*Task instructions*.
An identical reprint of the entire listing below is expected.
##### Records for this exercise #####
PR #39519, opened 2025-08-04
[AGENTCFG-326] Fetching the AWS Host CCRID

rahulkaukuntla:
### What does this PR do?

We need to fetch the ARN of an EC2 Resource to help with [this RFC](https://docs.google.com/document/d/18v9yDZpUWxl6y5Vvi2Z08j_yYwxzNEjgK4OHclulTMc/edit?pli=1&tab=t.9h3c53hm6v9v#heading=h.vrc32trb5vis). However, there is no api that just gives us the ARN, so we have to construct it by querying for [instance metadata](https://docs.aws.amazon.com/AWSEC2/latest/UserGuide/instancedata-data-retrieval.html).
#####
*Response to the task*.
PR #39519, opened 2025-08-04
[AGENTCFG-326] Fetching the AWS Host CCRID

rahulkaukuntla:
### What does this PR do?

We need to fetch the ARN of an EC2 Resource to help with [this RFC](https://docs.google.com/document/d/18v9yDZpUWxl6y5Vvi2Z08j_yYwxzNEjgK4OHclulTMc/edit?pli=1&tab=t.9h3c53hm6v9v#heading=h.vrc32trb5vis). However, there is no api that just gives us the ARN, so we have to construct it by querying for [instance metadata](https://docs.aws.amazon.com/AWSEC2/latest/UserGuide/instancedata-data-retrieval.html).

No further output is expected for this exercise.